A strange combination of events triggered the deep, dark, Joan Crawford part of me yesterday. So dark, in fact, that at 8:30 pm I text-messaged Tim calling the kids "douchebags" and "fuckers." The exact quotes are:
The kids are being douchebags, they don't understand the danger out there!
I told them to hurry up, so we can turn all the lights out, fucking dillydallying.
They don't know what fear is, the Fuckers.
I know, that sounds totally crazy, but let me tell you the context!
First of all, Tim's workplace is having a team-building retreat in Vegas. I'm guessing in lieu of the traditional Trust Falls (I forget the real term, when you close your eyes and toss yourself backwards and your teammate has to catch you), they get really drunk and try to top each other on Guitar Hero and start betting at the Roulette table with stock options.
Anyway, Tim is away until Saturday. Then around noon, all hell breaks loose in my neighborhood. It started out as four armed and dangerous robbery suspects scattering and hiding themselves in my exact part of Long Beach. Neighborhood schools (all except for Isaac's, strangely) were being placed on lockdown, people were warned to stay inside their homes with the doors locked, etc. I am usually not one to panic, but being alone in the house, separated from my kids (who were in much better positions than I was, which is why I didn't go out to get them immediately), with nothing to defend myself with other than a hammer and some hella halitosis, I will admit now that I got scared.
They ended up catching one guy, who didn't run far, just into some brush by the side of the freeway. And then they downgraded the number of suspects to three.

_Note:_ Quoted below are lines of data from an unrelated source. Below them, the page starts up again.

PR #2221, opened 2024-06-27
Update `SelectPageObject` `clickOption` to only deal with visible options.

atmgrifter00:
# Pull Request

## 🤨 Rationale

While doing the integration work to begin leveraging a select with grouping in SLE, I recognized that an existing page object had an API for selecting options by index, where the index was related to only the visible options in the dropdown. I feel this is more intuitive for a pageObject API than what we currently had in our own, so I'm updating our pageObject implementation to follow this.

## 👩‍💻 Implementation

Simply finding the visible options with which to relate the provided `index` parameter to `clickOption` against.

## 🧪 Testing

Updated tests that had to adjust the index they were using to align with only the visible options.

But a couple houses in the neighborhood had some sightings and/or break-ins, so two people were still on the run. They're still out there, in fact.

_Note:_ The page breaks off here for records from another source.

PR #2224, opened 2024-06-28
Allow text column and anchor column to be sorted by custom data field

mollykreis:
# Pull Request

## 🤨 Rationale

Add ability to sort a text column or anchor column by a custom data field. This implements the capability described in #2206.

This PR only includes the nimble-components changes. Angular and Blazor integration will be done in a separate PR.

## 👩‍💻 Implementation

- Create `mixinCustomSortOrderColumnAPI` that does the following for columns using it
    - Adds a `sort-by-field-name` attribute
    - Requires a validator with the `invalidCustomSortWithGrouping` flag
    - Updates the validator's `invalidCustomSortWithGrouping` flag based on the values of `sortByFieldName`, `columnInternals.groupIndex`, and `columnInternals.groupingDisabled`
- Use the mixin on the text column and anchor column
- Update storybook stories for text column and anchor column

## 🧪 Testing

- New unit tests for mixin

## ✅ Checklist


mollykreis:

packages/storybook/src/nimble/table-column/anchor/table-column-anchor.stories.ts
```diff
@@ -40,41 +41,66 @@ export default metadata;
 const simpleData = [
     {
         firstName: 'Ralph',
+        firstNameSortIndex: 3,
         lastName: 'Wiggum',
+        lastNameSortIndex: 3,
+        fullName: 'Ralph Wiggum',
```
rajsite, line 47: What about adding a field like address instead? Like Ralph is at `732 Evergreen Terrace` and address is something one could argue is more useful to sort by the street name than alphanumeric

packages/storybook/src/nimble/table-column/anchor/table-column-anchor.stories.ts
```diff
@@ -40,41 +41,66 @@ export default metadata;
...
     hrefFieldName: string;
     appearance: keyof typeof AnchorAppearance;
     underlineHidden: boolean;
     placeholder: string;
+    sortByFieldName: 'firstNameSortIndex' | 'lastNameSortIndex';
+    checkValidity: never;
+    validity: never;
 }
 
+const validityDescription = `Readonly object of boolean values that represents the validity states that the column's configuration can be in.
```
m-akinc, line 99: We repeat the main part of this description in a bunch of files. We should use a shared string that we just append the properties list to.

packages/storybook/src/nimble/table-column/anchor/table-column-anchor.stories.ts
```diff
@@ -132,6 +167,33 @@ export const anchorColumn: StoryObj<AnchorColumnTableArgs> = {
             description:
                 'The placeholder text to display when the label and href are both `undefined` or `null` for a record.',
             table: { category: apiCategory.attributes }
+        },
+        sortByFieldName: {
+            name: 'sort-by-field-name',
+            description:
+                'Set this attribute to identify a field to sort the column by. If not set, the column will sort by the `field-name` field. It is invalid to group by a column with `sort-by-field-name` configured.',
```
m-akinc, line 174:
```suggestion
                'Set this attribute to identify a field to sort the column by. If not set, the column will sort by the `label-field-name` field. It is invalid to group by a column with `sort-by-field-name` configured.',
```

m-akinc, line 174: Should state the expected data type.

packages/nimble-components/src/table-column/anchor/models/table-column-anchor-validator.ts
m-akinc, line 1: Should we share this class (and flag names) instead of duplicating it for two different columns?

m-akinc (approved):

packages/nimble-components/src/table-column/anchor/models/table-column-anchor-validator.ts
mollykreis: Maybe? I was on the fence about it because the validation flag is associated with a mixin, which, at least in my mind, means that the validation logic associated with it would make more sense in a validator mixin rather than a base validator class so that a column's validator could use the "custom column sort" validation without having to change its class hierarchy. However, coming up with a validator mixin pattern seems like over engineering at this point in time, especially because the classes are virtually empty since none of the validation logic actually happens in the validators. A validator using custom sorting only needs to add the `invalidCustomSortWithGrouping` flag to their list of validity flags.

packages/nimble-components/src/table-column/base/models/column-validator.ts
```diff
@@ -22,6 +22,30 @@ export class ColumnValidator<
         return this.getValidationFlags();
     }
 
+    public override track(
```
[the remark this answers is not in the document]
mollykreis: I agree, that's a lot better. I've updated the `Tracker` class and added tests for the changes.

packages/storybook/src/nimble/table-column/anchor/table-column-anchor.stories.ts
mollykreis: I've added a shared string that takes care of the entire description. I've used it in the text column and anchor column. If we're happy with the change, I can update other stories to use the new string as well.

packages/nimble-components/src/table-column/mixins/custom-sort-order.ts
```diff
@@ -0,0 +1,93 @@
...
+                this.columnInternals.operandDataRecordFieldName = this.sortByFieldName;
+                this.columnInternals.sortOperation = TableColumnSortOperation.basic;
+            } else {
+                this.columnInternals.operandDataRecordFieldName = this.getDefaultSortFieldName();
+                this.columnInternals.sortOperation = this.getDefaultSortOperation();
+            }
+        }
+
+        /** @internal */
+        public handleChange(_source: unknown, args: unknown): void {
```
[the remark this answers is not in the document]
mollykreis: hmm...interesting question. The tricky thing here is that if `this.updateOperandDataRecordFieldName()` is not called, then the column class needs to set `this.columnInternals.operandDataRecordFieldName = <newFieldName>;`, and that has nothing to do with custom sorting behavior. Therefore, it doesn't really feel like a private implementation detail of the mixin that should be completely hidden away from a column class, so I think it would make more sense to leave the code as-is. However, I could also see the argument that it's better to have the code in a single location, and column tests would (hopefully) catch any problems if the internals of the mixin changed such that the `this.columnInternals.operandDataRecordFieldName` wasn't updated at the correct time.

packages/nimble-components/src/table-column/text/index.ts
```diff
@@ -25,25 +26,45 @@ declare global {
...
+        return TableColumnSortOperation.localeAwareCaseSensitive;
+    }
+
+    protected override getColumnInternalsOptions(): ColumnInternalsOptions<TableColumnTextValidator> {
         return {
             cellRecordFieldNames: ['value'],
             cellViewTag: tableColumnTextCellViewTag,
             groupHeaderViewTag: tableColumnTextGroupHeaderViewTag,
             delegatedEvents: [],
             sortOperation: TableColumnSortOperation.localeAwareCaseSensitive,
```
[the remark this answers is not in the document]
mollykreis: Actually, making them property getters seems to break things with the mixin. I'm going to change them back to functions, at least for now.

In case anyone is interested, the problem I'm running into is this:
When the base class for a column is generated with the mixins, the type for it ends up containing the following lines:
```ts
readonly defaultSortFieldName: string | undefined;
readonly defaultSortOperation: TableColumnSortOperation;
```
even though those properties are defined in the mixin as:
```ts
public abstract get defaultSortFieldName(): string | undefined;
public abstract get defaultSortOperation(): TableColumnSortOperation;
```
As a result, trying to override them in the concrete class as property getters causes a TypeScript compile error due to [this TypeScript rule](https://www.typescriptlang.org/docs/handbook/release-notes/typescript-4-0.html#properties-overriding-accessors-and-vice-versa-is-an-error).

packages/storybook/src/nimble/table-column/anchor/table-column-anchor.stories.ts
m-akinc: I like it. The only nit I have is that referring to the element by its tag name feels a little mechanical/unnatural. (We didn't use the tag name in any of the validity descriptions initially.) We could instead make the parameter `colloquialName` and pass in values like "column", "table", "editor", etc.

packages/nimble-components/src/table-column/mixins/custom-sort-order.ts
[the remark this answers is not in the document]
m-akinc: Ah, I see what you're getting at. So if we wanted to go in the direction I suggested, we would really want to move `getDefaultSortFieldName`, `getDefaultSortOperation`, and a trivial implementation of `updateOperandDataRecordFieldName` to the `SortableColumn` mixin class, then make `CustomSortOrderColumn` extend it (actually, we can't extend it, but instead we add those member names to the `Pick<> at the top of the file?)`. Column types would then no longer call `this.updateOperandDataRecordFieldName()` or set `this.columnInternals.operandDataRecordFieldName = <newFieldName>`. However, they would all have to implement those two abstract members (or read-only properties). I think I like that.

The one reamaining loose end I can think of is that if a column that is groupable but not sortable would still have to set `operandDataRecordFieldName` itself. That doesn't seem too bad to me, especially given how (presumably) rare it would be to support only grouping without sorting.

All that said, there's nothing wrong with the code as it is now, so it's just a suggestion.

packages/nimble-components/src/table-column/text/index.ts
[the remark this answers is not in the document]
m-akinc: I tried adding similar abstract properties to the `SortableColumn` mixin class locally, and I'm not seeing the errors you are. I'm not sure what I'm doing differently.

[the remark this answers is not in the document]
mollykreis: I think I didn't see the problems when I built `nimble-components`. It wasn't until the full build ran and things tried to build on top of `nimble-components` such as `spright` and `nimble-angular`.

packages/nimble-components/src/table-column/mixins/custom-sort-order.ts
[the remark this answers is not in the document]
mollykreis: What I realized reading your comment is that we don't enforce that the `CustomSortOrderColumn` mixin is only used by columns that also use the `SortableColumn` mixin. I don't think that's a huge deal, especially since I'm not sure how we'd go about enforcing that two mixins were used together.

But, that being said, I'm not sure how we'd `Pick` the fields you mention from the `CustomSortOrderColumn` since we can only `Pick` things from the base `TableColumn` class.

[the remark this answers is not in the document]
m-akinc: > we can only Pick things from the base TableColumn class.

Oh, right. Hmm. How important is it to keep sortability and custom-sortability separate? I can't really think of a reason why we'd need to disallow custom sorting for an otherwise sortable column. If there isn't one, we could just merge the two mixins.

This is sort of tangential, but when thinking of merging the mixins, it occurred to me that `sortByFieldName` might be better named `customSortFieldName`. Otherwise, it's kind of unintuitive that, for example, `sortByFieldName` is unset, and yet there is a field that you're sorting by.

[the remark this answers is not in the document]
mollykreis: > I can't really think of a reason why we'd need to disallow custom sorting for an otherwise sortable column.

Our philosophy tends to be that we should try to limit what a client can do unless we have a use case for it. I don't think we have any reason to allow custom sorting for numeric columns (duration, date, number-text). Those columns are all sortable, but I think a custom sort order would be pretty nonsensible.

As far as the name of the property, I don't have a strong opinion either way. @rajsite and @jattasNI, any opinions on the name `sortByFieldName` vs `customSortFieldName`.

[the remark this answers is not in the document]
jattasNI: I don't think `customSortFieldName` is significantly better than `sortByFieldName` so I vote to keep the decision unchanged from what was in the HLD.

change/@ni-nimble-components-a398657e-0eca-4a73-9948-71fd7466f4bd.json
```diff
@@ -0,0 +1,7 @@
+{
```
jattasNI, line 1: The test coverage looks quite solid, but it'd probably be worth scanning [table-sorting.spec.ts](https://github.com/ni/nimble/blob/main/packages/nimble-components/src/table/tests/table-sorting.spec.ts) to see if there are any corner cases worth adding coverage for. I don't think we need to duplicate every test there with a custom sort order variation, but here are some ideas that could be valuable:
1. a test that asserts the actual order that rows end up in. I believe existing tests only cover TanStack configuration, unless I missed something.
2. same as above, but with two rows with equal custom sort index (we decided we're fine with whatever TanStack does in this case, but it could be good to assert about that behavior so we're aware if it changes.
3. a custom sort order equivalent of `can sort with have field names containing "."`. I don't recall why we added that test but presumably a similar corner case exists for the new custom sort order field.
4. two columns that point to the same custom sort order field. Nothing in particular makes me think this would fail, just a case that could be goofy depending on implementation choices.
5. any other cases you can think of after scanning the existing tests (hierarchy, sort order, etc)

packages/nimble-components/src/table-column/mixins/custom-sort-order.ts
```diff
@@ -0,0 +1,96 @@
...
+            if (args === 'groupingDisabled' || args === 'groupIndex') {
+                this.updateCustomColumnSortingValidity();
+            } else if (args === 'dataRecordFieldNames') {
+                this.updateOperandDataRecordFieldName();
+            }
+        }
+
+        /** @internal */
+        public updateCustomColumnSortingValidity(): void {
```
jattasNI, line 66: Corner case to consider: a custom sort order but sorting is disabled. Should grouping be allowed in this case? It's admittedly a weird configuration, but a couple (weak) arguments in favor of supporting it:
1. we check whether grouping is disabled as part of the validity calculation so checking sorting feels symmetric
2. I can imagine a client wanting to toggle between custom sorting and grouping while leaving the configuration for both of those states set the whole time

If you see arguments against considering this configuration as valid, I don't feel strongly about supporting it. We could always add support if a client requests it.

jattasNI (commented):
Great job with the implementation and the buddy feedback! Just a couple corner cases to think through.

change/@ni-nimble-components-a398657e-0eca-4a73-9948-71fd7466f4bd.json
mollykreis: I hadn't added tests for these cases since none of the table code changed at all, and I also didn't change any of the ways we interact with TanStack. We're exercising the table's code path for `columnInternals.operandDataRecordFieldName` changing, which we already have tests for. I can't think of anything special to test for, other than `columnInternals.operandDataRecordFieldName` being set to the correct value, and the mixin tests verify that.

jattasNI: Thanks for that explanation. I think the argument that there are no table changes so we don't need table test changes is compelling, so I'm ok to close this with no action.

jattasNI (approved):

packages/nimble-components/src/table-column/mixins/custom-sort-order.ts
rajsite: Chatted with molly offline and the issue is that the operand config is used in both sorting and grouping so even though sorting may be temporary disabled, the issue is the same in that the right way to apply a configured sortByFieldName to grouping.

mollykreis: I've reverted the change I initially made in response to this discussion thread. If `sortByFieldName` is configured with grouping, the column is invalid, regardless of whether or not sorting is enabled or disabled.

packages/nimble-components/src/table-column/mixins/custom-sort-order.ts
```diff
@@ -0,0 +1,96 @@
...
+>(base: TBase) {
+    /**
+     * The Mixin that provides a concrete column with the API to allow sorting
+     * by a field other than the default for that column.
+     */
+    abstract class CustomSortOrderColumn extends base {
+        public sortByFieldName?: string;
+
+        /** @internal */
+        public notifier?: Notifier;
```
rajsite, line 28: Need more uniqueness to some of these properties. They are defined on the prototype chain so this would be exposed as textColumnRef.notifier and and textColumnRef.handleChange. Seems like it would be pretty easy to mixin on a class and conflict / override properties with these names.

We may want a separate handler object instead of adding handleChange to the class we are mixing in on.

packages/nimble-components/src/table-column/mixins/custom-sort-order.ts
```diff
@@ -0,0 +1,96 @@
...
+            } else if (args === 'dataRecordFieldNames') {
+                this.updateOperandDataRecordFieldName();
+            }
+        }
+
+        /** @internal */
+        public updateCustomColumnSortingValidity(): void {
+            const hasCustomColumnSorting = typeof this.sortByFieldName === 'string';
+            const isGrouped = !this.columnInternals.groupingDisabled
+                && typeof this.columnInternals.groupIndex === 'number';
```
rajsite, line 69: Do we really need the groupIndex check? Can't we just check if groupingDisabled is false?

packages/nimble-components/src/table-column/mixins/custom-sort-order.ts
```diff
@@ -0,0 +1,96 @@
...
+                    'invalidCustomSortWithGrouping'
+                );
+            }
+        }
+
+        /** @internal */
+        public abstract getDefaultSortFieldName(): string | undefined;
+
+        /** @internal */
+        public abstract getDefaultSortOperation(): TableColumnSortOperation;
```
rajsite, line 86: I think I find this pattern a bit confusing / challenging to follow. The contract of who owns what state and what to do when changes happen is a little unclear.

Didn't walkthrough it completely but my hunch is that it'll be a bit cleaner if the concrete / leaf class owns the configuration of all the columnInternals properties (operandDataRecordFieldName, sortOperation, fieldName) and is leveraging the mixin to ask for advice instead of the mixin configuring some of the state and the concrete class other bits of state.

Something like:
```ts
abstract class CustomSortOrderColumn extends base {
    public sortByFieldName?: string;

    public getResolvedOperandDataRecordFieldName (initialOperandFieldName) {}
    public getResolvedSortOperation (initialSortOperation) {}

    abstract handleCustomSortOrderConfigurationChanged{} /* definitely not committed to this name*/
    /* still handle validity stuff and attr handling stuff*/
}


class Text {
    protected override getColumnInternalsOptions():
        return {
            ...
            sortOperation: this.getResolvedSortOperation(TableColumnSortOperation.localeAwareCaseSensitive),
        };
    }
      
    public override handleCustomSortOrderConfigurationChanged (){
        this.columnInternals.dataRecordFieldNames = [this.fieldName] as const;
        this.columnInternals.operandDataRecordFieldName = this.getResolvedOperandDataRecordFieldName(this.filedName)
        this.columnInternals.sortOperation = this.getResolvedSortOperation(localAwareCaseInsenitive)
    }

    override fieldNameChanged(): void {
        this.columnInternals.dataRecordFieldNames = [this.fieldName] as const;
        this.columnInternals.operandDataRecordFieldName = this..getResolvedOperandDataRecordFieldName(this.filedName)
        this.columnInternals.sortOperation = this.getResolvedSortOperation(localAwareCaseInsenitive)
    }
   
}
```

packages/nimble-components/src/table-column/mixins/custom-sort-order.ts
mollykreis: Sure, I can make that change. That's probably more robust since it will catch any validation errors if the column is groupable, not just if it happened to be grouped at the time.

packages/nimble-components/src/table-column/mixins/custom-sort-order.ts
```diff
@@ -0,0 +1,110 @@
...
+                );
+            } else {
+                this.customSortOrderColumnNotifier?.unsubscribe(
+                    this.customSortOrderColumnChangeHandler
+                );
+                this.customSortOrderColumnNotifier = undefined;
+            }
+        }
+
+        public abstract handleSortByFieldNameChange(): void;
```
rajsite, line 74: nit / easily convinced otherwise: the implementers don't really care directly about SortByFieldName and in the future maybe there are other potential properties working together here.
What about `handleSortConfigurationChange`?

packages/nimble-components/src/table-column/anchor/index.ts
```diff
@@ -158,6 +174,13 @@ export class TableColumnAnchor extends mixinGroupableColumnAPI(
             placeholder: this.placeholder
         };
     }
+
+    private updateOperandDataRecordFieldName(): void {
```
rajsite, line 178: this is doing more than the name suggests, what about  `updateColumnInternalsSortConfig`?
Same applies to text column

packages/nimble-components/src/table-column/mixins/custom-sort-order.ts
```diff
@@ -0,0 +1,110 @@
...
+
+        /** @internal */
+        public handleCustomSortOrderColumnChange(
+            _source: unknown,
+            args: unknown
+        ): void {
+            if (args === 'groupingDisabled') {
+                this.updateCustomColumnSortingValidity();
+            }
+        }
```
rajsite, line 84: Is this simplified (i.e. avoid the notifier, handler, and all the conditional tracking only if sortBy is configured) if we use groupingDisabledChanged and an optional super invocation?

Something like:

```ts
public groupingDisabledChanged(_source, args) {
    super.groupingDisabledChanged?.(_source, args);
    this.updateCustomColumnSortingValidity();
}
```

rajsite (approved):

packages/nimble-components/src/table-column/mixins/custom-sort-order.ts
mollykreis: I don't see a straightforward way to achieve what you are suggesting. `groupingDisabledChanged` is not part of the super class, so I can't invoke it from the mixin, even optionally.

mollykreis: @rajsite - wanted to double check that you are fine with me merging this PR without making any changes for this suggestion.

rajsite: Current implementation is valid. I'm guessing it's a typing issue not a runtime issue but not worth spending extra cycles on it. LGTM and thanks for double checking.

rajsite (approved):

We ate dinner at an eerily empty Denny's, then shopped at the most depressing K-Mart in existence, also frighteningly devoid of both products and patrons. I have a strange relationship with K-Mart that I will save describing for a later post, but even with that in mind, the experience was unsettling to say the least. It was like shopping along Cormac McCarthy's The Road. Gangs of marauders could have jumped us at every aisle.
Night fell and the paranoia really started kicking in. At 7:45 I tell the kids to hurry up, get dressed, brush their teeth, etc. and congregate in the master bedroom so I can turn all the lights off. Commence rebellion. Isaac was whining, even pretending to forget how to put pajamas on, and Emi was actually scream-crying, to which I hissed "Do you want the robbers to hear you? Do you want them to find us?" Which of course had no impact at all, because how the hell do they know what bank robbers are capable of? So I told them. "If they find us and decide to come into our house, they will KILL US. We will be DEAD." Isaac actually giggled, the jerk, and Emi didn't care and said as much.
This went on for more than half an hour. Me running around hissing while the kids complained and procrastinated, me compulsively turning off the lights and the kids turning them back on, saying they need the light, etc. etc. That's when I texted Tim. It makes sense now, right? No? Fuck you! I eventually cracked and roared at them to get into my bed right now, or else I would leave them outside for the robbers to take them, if they even would take such naughty children. Isaac eyed me up and down to see if I was serious, and at a snail's pace, obeyed. I locked everything, closed all the curtains, grabbed all the phones, the flashlight, and the hammer, and finally was able to lock the bedroom down, propping 2 weeks' worth of dirty laundry and a broken chair against the door for good measure.
"Mom, can we read a book?"
"SHHHHHH!!!!"
"Mommy, I want Clifford juice."
"Shush! No juice! Mommy has to listen for robbers."
"I want JUUUUUUUUUUUUICE!!!!!!!!!!!!!!!!!!"
"Be quiet! Don't you know what happens to the crying baby in The Diary of Anne Frank?"
"Diawy? No, juice."
"Ssssh! Go to sleep!"
And miraculously, they did. I did not, however. I was filled with waves of self-hatred and shame, but mostly shame. What the hell happened to me, invoking the freaking Holocaust? I let my irrational side get to me. I decided to calm myself down by reading a book. Big mistake.
The book I read was The Surrendered by Chang-Rae Lee. By the end of it, I was filled with such disgust, despair, and hopelessness that it was a good thing I only had a hammer. Anything more lethal, I wouldn't be here to write this blog post. Oh my god, the horribleness of humanity, all of us capable of every atrocity given the right set of circumstances and motives. I lay awake for hours, thinking about war, famine, the oil spilling into the Gulf, Arizona, whale-hunters, the impending fight for water rights, nuclear proliferation, the assassination of John Lennon, and the debauchery that must have still been unfolding in Las Vegas.
I eventually fell asleep, and woke up to a lovely morning, feeling mostly silly. The kids greeted me with smiles, all forgiven. I think I'm going to take them out somewhere delicious today, unless of course there's another news blast, this time that zombies have taken over East Long Beach. Then I will spend the evening barking at the kids to keep sharpening the stakes.